PROVIDED DATA below:
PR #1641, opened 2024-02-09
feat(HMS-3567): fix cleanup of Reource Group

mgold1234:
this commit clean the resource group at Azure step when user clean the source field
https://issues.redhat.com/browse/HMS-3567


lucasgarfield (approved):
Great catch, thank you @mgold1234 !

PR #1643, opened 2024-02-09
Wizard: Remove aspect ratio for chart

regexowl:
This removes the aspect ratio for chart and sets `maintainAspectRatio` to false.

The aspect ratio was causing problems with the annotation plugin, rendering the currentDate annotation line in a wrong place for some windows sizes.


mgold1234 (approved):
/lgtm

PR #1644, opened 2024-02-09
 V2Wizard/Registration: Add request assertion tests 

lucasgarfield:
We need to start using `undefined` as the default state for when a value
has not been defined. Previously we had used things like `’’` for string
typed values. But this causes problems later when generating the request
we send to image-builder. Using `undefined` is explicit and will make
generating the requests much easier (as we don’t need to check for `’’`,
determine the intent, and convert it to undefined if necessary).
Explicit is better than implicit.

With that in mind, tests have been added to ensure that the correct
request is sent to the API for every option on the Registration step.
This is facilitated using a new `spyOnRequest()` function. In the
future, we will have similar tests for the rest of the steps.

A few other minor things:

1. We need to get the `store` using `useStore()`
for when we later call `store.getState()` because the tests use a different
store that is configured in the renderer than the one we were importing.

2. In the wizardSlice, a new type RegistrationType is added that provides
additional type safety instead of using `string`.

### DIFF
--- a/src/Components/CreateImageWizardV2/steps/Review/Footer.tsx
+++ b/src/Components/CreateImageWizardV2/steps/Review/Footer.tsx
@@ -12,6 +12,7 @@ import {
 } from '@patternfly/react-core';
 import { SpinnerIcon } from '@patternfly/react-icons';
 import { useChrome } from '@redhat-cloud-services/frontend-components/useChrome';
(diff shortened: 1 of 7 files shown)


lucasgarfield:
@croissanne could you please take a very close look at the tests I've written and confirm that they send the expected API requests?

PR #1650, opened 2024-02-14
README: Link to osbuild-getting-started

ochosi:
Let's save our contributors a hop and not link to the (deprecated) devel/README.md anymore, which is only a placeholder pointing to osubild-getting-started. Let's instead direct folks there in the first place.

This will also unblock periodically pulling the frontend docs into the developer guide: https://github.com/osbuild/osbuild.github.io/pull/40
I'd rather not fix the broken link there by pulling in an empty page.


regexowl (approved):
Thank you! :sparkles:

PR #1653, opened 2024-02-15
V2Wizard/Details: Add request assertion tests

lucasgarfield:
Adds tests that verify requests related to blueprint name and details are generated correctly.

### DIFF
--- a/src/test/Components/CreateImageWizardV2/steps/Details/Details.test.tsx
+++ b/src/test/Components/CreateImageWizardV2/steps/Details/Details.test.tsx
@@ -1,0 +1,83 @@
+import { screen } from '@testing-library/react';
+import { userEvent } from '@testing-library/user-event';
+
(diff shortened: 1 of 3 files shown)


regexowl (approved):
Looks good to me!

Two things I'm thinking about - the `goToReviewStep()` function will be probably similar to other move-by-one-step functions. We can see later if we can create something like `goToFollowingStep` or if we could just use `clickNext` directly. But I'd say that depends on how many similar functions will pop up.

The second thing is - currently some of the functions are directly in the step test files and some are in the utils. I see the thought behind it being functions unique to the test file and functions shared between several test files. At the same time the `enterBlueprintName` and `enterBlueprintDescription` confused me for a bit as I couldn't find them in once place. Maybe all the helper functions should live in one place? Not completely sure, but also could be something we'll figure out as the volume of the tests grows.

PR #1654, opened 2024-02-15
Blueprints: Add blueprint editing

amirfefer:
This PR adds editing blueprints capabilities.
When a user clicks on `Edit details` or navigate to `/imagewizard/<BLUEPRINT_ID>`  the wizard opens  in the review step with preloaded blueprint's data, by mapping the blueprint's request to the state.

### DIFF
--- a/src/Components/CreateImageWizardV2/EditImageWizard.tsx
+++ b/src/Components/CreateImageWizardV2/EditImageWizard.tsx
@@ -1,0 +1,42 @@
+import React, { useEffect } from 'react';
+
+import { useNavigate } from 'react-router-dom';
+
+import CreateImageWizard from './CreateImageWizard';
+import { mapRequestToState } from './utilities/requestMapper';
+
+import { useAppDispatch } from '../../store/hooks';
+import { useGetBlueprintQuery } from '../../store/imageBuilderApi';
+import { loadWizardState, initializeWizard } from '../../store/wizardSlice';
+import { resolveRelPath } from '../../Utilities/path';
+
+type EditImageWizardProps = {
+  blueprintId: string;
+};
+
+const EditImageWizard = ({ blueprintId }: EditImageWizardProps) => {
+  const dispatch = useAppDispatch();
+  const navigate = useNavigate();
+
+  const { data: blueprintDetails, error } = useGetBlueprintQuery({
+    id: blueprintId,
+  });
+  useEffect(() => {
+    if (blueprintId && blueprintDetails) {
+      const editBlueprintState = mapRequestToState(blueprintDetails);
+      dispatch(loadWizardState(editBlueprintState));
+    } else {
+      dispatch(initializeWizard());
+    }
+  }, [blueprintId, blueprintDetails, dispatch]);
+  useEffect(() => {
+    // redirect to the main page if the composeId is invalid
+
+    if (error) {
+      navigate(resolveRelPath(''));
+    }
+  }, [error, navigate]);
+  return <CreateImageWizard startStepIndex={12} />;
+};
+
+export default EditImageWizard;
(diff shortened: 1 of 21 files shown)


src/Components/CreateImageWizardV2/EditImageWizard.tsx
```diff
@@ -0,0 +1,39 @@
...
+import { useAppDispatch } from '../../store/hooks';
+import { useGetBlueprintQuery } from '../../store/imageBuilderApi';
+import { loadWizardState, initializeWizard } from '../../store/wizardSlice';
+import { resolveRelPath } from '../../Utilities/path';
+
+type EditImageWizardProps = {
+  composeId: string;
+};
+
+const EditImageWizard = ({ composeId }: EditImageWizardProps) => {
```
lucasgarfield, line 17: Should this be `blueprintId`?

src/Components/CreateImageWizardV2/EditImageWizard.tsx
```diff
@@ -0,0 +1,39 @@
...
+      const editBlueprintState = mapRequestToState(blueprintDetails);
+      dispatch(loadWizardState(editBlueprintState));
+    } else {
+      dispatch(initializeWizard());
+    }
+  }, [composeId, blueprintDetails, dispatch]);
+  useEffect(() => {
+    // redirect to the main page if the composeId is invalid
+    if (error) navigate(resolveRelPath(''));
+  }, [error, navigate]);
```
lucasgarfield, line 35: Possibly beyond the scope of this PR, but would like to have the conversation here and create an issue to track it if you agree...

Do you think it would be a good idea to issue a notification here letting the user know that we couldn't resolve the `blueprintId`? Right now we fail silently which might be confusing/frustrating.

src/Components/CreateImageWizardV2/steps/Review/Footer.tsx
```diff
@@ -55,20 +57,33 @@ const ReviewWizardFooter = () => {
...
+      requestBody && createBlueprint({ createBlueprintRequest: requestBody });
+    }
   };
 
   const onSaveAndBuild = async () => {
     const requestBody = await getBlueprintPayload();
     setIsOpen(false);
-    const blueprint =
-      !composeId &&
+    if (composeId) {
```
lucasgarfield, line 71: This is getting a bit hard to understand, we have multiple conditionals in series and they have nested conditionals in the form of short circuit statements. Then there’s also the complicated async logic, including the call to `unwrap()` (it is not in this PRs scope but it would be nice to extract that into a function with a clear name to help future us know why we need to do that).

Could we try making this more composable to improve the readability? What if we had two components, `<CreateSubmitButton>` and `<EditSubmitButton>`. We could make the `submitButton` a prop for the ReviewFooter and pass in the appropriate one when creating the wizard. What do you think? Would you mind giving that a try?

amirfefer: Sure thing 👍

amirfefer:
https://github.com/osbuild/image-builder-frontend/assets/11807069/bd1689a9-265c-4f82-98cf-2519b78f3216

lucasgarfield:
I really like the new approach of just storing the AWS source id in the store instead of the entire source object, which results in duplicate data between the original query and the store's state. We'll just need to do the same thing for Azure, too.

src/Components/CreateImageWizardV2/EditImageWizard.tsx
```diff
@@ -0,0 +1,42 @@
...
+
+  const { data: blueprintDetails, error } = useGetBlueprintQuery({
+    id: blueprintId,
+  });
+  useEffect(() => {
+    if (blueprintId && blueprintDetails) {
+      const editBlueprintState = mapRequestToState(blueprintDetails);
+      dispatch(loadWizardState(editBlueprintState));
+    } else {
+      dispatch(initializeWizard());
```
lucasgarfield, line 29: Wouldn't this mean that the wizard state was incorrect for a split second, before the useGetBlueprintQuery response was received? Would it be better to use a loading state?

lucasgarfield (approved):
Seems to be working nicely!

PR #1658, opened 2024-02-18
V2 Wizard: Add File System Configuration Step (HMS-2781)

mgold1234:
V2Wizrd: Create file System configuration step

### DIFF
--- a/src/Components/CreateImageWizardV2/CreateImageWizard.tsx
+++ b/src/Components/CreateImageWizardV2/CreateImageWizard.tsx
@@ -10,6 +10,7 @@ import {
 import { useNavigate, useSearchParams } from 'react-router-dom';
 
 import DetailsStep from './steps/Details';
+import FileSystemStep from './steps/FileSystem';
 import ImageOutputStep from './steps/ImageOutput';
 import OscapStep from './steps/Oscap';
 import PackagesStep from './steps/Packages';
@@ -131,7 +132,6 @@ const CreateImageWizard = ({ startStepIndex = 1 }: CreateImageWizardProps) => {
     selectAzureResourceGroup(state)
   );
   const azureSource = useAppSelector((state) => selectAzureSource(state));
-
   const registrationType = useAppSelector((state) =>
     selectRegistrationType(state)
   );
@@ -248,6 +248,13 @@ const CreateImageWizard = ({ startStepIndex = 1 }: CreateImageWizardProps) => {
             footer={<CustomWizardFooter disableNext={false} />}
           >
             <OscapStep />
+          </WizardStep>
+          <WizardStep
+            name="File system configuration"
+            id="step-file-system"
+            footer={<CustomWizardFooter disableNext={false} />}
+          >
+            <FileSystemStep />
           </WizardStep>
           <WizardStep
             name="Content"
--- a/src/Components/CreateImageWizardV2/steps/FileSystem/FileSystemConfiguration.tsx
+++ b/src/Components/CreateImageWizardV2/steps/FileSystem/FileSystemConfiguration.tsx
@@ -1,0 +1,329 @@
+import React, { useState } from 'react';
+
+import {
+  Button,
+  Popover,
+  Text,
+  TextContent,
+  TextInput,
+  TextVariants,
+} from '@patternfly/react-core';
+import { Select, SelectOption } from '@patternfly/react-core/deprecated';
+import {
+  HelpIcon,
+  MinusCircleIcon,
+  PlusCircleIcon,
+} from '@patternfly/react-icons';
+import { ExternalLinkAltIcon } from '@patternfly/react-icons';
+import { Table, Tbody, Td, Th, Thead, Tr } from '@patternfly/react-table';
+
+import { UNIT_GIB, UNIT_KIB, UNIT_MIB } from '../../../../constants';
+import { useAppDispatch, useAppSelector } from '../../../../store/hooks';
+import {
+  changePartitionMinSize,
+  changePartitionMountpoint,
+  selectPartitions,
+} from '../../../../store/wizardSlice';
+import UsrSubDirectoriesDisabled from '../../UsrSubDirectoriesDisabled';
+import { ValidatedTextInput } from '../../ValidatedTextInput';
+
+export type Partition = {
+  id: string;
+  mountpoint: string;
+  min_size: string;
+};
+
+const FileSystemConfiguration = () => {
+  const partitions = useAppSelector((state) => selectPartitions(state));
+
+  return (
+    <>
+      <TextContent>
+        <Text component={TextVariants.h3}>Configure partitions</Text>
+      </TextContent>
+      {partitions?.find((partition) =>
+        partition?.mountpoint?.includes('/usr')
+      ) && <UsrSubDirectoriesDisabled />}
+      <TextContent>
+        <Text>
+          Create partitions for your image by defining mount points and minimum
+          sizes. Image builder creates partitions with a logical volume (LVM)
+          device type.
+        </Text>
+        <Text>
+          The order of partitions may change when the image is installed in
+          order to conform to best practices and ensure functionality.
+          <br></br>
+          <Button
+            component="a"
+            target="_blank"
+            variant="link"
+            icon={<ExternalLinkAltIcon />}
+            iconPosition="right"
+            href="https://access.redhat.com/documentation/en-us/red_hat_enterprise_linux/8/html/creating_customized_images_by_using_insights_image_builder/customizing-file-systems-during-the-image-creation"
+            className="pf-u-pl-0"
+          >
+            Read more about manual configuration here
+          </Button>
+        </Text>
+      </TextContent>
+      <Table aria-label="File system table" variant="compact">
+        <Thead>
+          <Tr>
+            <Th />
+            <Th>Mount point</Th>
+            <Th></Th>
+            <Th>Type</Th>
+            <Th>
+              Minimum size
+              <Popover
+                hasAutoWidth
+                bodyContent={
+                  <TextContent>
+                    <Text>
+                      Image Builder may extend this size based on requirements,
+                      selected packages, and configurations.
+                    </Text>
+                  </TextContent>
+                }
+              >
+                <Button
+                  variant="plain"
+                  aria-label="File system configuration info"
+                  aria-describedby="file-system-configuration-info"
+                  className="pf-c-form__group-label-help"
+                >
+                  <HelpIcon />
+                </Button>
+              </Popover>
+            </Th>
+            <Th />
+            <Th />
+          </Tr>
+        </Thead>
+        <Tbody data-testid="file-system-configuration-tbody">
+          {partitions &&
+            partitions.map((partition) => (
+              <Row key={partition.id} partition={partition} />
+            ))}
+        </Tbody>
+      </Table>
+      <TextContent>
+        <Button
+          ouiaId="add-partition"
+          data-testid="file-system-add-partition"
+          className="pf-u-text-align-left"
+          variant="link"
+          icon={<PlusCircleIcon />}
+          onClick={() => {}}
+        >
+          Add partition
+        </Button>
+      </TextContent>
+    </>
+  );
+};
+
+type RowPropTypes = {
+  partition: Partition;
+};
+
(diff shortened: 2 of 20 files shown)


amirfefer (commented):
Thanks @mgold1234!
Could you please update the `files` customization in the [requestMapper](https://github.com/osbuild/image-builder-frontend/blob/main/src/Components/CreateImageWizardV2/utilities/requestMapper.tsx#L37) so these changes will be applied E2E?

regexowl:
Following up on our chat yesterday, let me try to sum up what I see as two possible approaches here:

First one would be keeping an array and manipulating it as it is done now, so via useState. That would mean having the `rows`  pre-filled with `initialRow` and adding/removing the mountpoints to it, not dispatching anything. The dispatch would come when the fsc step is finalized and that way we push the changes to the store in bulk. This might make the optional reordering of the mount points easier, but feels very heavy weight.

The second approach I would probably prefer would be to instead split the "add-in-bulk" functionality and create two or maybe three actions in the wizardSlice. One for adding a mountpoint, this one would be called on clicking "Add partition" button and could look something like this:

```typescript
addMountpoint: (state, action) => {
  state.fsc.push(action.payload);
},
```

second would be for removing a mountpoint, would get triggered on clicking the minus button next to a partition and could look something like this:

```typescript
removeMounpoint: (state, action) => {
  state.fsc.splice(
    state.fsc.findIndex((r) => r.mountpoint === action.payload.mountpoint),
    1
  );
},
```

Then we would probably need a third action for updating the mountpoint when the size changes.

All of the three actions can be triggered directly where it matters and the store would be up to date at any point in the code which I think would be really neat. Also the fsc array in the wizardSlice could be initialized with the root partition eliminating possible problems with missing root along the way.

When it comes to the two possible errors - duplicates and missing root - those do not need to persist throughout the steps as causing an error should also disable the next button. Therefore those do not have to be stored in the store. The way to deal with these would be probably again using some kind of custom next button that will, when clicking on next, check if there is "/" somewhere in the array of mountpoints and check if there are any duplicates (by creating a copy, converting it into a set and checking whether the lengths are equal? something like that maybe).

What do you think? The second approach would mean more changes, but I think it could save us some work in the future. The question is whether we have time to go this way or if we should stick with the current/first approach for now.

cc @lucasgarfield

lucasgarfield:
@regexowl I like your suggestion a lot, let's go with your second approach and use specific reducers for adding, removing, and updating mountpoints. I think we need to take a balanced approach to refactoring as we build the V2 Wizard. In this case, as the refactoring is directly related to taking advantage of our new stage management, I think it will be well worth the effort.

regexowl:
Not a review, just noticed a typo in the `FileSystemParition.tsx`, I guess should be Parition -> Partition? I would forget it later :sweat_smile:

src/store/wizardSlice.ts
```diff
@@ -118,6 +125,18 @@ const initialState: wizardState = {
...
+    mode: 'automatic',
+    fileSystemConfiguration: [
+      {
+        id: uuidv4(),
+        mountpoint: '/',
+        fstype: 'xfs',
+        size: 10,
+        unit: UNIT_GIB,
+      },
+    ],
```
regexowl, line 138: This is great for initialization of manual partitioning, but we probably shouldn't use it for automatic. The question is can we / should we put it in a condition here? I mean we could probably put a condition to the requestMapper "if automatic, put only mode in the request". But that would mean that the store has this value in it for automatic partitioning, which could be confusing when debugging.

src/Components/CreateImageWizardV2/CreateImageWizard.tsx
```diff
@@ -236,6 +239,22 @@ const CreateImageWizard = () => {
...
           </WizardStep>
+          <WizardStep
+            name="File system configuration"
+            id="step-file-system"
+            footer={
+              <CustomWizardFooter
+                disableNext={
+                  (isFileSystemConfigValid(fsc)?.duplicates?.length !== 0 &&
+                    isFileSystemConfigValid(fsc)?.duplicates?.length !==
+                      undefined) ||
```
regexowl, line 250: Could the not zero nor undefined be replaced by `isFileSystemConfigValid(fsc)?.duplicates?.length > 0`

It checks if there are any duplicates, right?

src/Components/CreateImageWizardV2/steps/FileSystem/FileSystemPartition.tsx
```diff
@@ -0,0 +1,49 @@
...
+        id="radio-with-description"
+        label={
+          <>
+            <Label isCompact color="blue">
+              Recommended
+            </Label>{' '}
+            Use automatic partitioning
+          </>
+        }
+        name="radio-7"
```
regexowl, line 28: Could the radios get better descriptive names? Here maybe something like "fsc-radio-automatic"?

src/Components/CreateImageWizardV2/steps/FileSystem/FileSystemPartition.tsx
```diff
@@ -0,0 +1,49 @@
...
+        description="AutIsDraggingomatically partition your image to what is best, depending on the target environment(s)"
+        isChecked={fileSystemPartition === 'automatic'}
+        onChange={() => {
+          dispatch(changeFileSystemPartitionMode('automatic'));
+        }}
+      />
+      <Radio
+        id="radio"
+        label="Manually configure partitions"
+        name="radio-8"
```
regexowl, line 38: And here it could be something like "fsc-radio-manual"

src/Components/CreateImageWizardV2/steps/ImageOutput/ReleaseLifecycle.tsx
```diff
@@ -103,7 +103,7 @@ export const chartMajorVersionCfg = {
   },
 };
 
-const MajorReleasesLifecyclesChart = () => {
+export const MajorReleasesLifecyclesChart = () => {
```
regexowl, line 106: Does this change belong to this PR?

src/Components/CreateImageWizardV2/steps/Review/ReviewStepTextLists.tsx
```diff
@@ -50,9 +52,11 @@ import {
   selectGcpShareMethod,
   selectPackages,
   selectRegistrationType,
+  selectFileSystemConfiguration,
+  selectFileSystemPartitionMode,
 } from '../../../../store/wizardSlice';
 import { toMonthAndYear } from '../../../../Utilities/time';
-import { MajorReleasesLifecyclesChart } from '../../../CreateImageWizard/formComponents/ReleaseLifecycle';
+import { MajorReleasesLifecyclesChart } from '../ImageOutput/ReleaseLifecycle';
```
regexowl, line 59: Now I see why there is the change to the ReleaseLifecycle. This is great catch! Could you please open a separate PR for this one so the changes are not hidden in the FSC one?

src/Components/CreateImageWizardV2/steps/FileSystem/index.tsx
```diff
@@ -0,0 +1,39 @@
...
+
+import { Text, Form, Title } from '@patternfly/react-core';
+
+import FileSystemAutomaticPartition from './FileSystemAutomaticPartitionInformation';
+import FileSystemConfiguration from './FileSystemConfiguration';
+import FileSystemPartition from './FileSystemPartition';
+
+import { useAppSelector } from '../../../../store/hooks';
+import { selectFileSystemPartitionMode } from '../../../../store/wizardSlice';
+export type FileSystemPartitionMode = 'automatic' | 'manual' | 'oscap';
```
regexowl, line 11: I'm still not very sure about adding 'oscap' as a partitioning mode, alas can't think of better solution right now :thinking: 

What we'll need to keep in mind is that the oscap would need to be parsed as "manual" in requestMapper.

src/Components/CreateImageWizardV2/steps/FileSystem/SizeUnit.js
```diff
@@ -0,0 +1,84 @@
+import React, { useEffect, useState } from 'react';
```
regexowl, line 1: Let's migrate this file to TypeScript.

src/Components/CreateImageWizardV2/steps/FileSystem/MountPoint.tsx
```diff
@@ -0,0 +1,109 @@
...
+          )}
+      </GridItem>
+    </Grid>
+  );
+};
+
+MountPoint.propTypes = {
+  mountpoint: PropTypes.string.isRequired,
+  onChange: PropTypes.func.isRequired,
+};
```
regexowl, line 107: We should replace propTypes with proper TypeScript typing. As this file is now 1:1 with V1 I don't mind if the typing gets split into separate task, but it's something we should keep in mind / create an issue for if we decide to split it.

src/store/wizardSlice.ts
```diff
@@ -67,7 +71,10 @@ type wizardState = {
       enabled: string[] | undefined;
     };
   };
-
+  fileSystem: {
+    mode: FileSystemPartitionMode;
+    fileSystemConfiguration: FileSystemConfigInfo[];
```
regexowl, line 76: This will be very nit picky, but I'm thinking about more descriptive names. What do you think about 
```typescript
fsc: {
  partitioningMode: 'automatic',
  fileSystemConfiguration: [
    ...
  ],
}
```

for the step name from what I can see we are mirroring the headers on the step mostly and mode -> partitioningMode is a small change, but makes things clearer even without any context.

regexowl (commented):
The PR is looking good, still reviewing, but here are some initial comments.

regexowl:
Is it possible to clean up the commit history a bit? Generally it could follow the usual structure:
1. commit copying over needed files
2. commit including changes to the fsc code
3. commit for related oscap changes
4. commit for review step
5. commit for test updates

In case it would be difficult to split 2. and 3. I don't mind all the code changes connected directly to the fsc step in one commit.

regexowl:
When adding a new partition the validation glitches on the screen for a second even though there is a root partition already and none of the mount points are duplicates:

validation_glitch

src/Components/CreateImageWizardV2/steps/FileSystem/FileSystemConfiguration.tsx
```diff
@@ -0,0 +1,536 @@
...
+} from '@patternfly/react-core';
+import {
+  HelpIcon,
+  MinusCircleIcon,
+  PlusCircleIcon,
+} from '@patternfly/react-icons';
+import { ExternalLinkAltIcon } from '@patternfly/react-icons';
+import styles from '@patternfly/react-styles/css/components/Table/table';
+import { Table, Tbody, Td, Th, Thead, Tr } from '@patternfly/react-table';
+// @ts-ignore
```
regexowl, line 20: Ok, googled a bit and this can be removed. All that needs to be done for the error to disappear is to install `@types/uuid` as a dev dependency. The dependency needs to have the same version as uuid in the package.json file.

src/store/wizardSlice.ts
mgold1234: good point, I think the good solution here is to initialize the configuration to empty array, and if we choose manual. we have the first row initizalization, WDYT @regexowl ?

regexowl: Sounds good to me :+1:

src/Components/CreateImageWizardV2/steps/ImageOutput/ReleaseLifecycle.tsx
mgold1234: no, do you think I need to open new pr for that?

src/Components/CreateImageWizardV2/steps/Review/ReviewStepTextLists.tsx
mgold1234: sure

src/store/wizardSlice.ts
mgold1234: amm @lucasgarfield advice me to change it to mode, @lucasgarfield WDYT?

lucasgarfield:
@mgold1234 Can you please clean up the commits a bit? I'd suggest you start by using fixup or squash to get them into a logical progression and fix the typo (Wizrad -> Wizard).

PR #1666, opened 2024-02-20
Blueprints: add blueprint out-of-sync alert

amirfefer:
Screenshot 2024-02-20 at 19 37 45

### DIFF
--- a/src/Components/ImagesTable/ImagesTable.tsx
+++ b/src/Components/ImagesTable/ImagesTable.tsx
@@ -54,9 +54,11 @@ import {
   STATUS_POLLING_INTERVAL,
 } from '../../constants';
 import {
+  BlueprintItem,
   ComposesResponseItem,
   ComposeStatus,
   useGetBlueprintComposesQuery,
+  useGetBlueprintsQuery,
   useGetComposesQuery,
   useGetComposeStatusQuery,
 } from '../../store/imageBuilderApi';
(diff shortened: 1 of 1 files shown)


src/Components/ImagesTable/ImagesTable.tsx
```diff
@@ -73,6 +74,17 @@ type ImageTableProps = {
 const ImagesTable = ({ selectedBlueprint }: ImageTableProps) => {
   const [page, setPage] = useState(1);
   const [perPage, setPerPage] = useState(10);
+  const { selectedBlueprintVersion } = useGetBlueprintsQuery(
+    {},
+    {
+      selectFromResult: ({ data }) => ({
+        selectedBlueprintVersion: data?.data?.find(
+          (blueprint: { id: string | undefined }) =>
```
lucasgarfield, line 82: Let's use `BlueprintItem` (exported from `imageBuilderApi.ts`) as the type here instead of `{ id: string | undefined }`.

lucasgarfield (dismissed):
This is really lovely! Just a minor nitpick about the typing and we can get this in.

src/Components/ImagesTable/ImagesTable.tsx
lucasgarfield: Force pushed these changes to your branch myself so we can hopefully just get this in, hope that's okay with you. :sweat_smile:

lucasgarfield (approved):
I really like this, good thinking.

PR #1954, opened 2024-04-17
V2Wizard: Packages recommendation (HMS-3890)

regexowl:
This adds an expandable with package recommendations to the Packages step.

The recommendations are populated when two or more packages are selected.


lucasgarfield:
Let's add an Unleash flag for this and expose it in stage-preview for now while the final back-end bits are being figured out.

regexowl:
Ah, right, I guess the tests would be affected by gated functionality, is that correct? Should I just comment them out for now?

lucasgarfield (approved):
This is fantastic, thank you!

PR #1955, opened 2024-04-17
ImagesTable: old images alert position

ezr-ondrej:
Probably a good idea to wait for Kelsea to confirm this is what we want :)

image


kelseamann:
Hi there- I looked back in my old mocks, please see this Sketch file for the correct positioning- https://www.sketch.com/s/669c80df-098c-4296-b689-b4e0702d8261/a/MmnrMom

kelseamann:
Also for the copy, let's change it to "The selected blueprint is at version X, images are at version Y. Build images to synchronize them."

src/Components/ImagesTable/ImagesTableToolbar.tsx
End of PROVIDED DATA.
> [WHAT NEEDS TO BE DONE]: Check each line above for the word "resolveRelPath", then give only the number of lines that have it.

> [SOLUTION]: 4